Entries supplied:
-=-=-=-=-
PR #4337, opened 2026-04-17
Admin Servers tab auto-selects primary instance on first load

### LINKED ISSUE #4315: Admin console Servers tab should auto-select primary instance on first load
Currently it's unclear if there is any default sort on the admin console listing of server instances, but there is no guarantee that the primary instance will be first in the list, and it's the first record that's auto-selected when the grid loads.  We should auto-select the primary by default - it's the most useful and the best to immediately orient the admin viewer in multi-instance scenarios where the primary is doing unique work.

lbwexler:
## Summary

- Admin Console's Servers tab now auto-selects the primary instance on first load, instead of whichever record happens to sort first. The primary is the most useful default and best orients the admin viewer in multi-instance scenarios.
-=-=-=-=-
About this exercise:
Every line with "useful" in it should be copied from the entries above.

The answer:
Currently it's unclear if there is any default sort on the admin console listing of server instances, but there is no guarantee that the primary instance will be first in the list, and it's the first record that's auto-selected when the grid loads.  We should auto-select the primary by default - it's the most useful and the best to immediately orient the admin viewer in multi-instance scenarios where the primary is doing unique work.
- Admin Console's Servers tab now auto-selects the primary instance on first load, instead of whichever record happens to sort first. The primary is the most useful default and best orients the admin viewer in multi-instance scenarios.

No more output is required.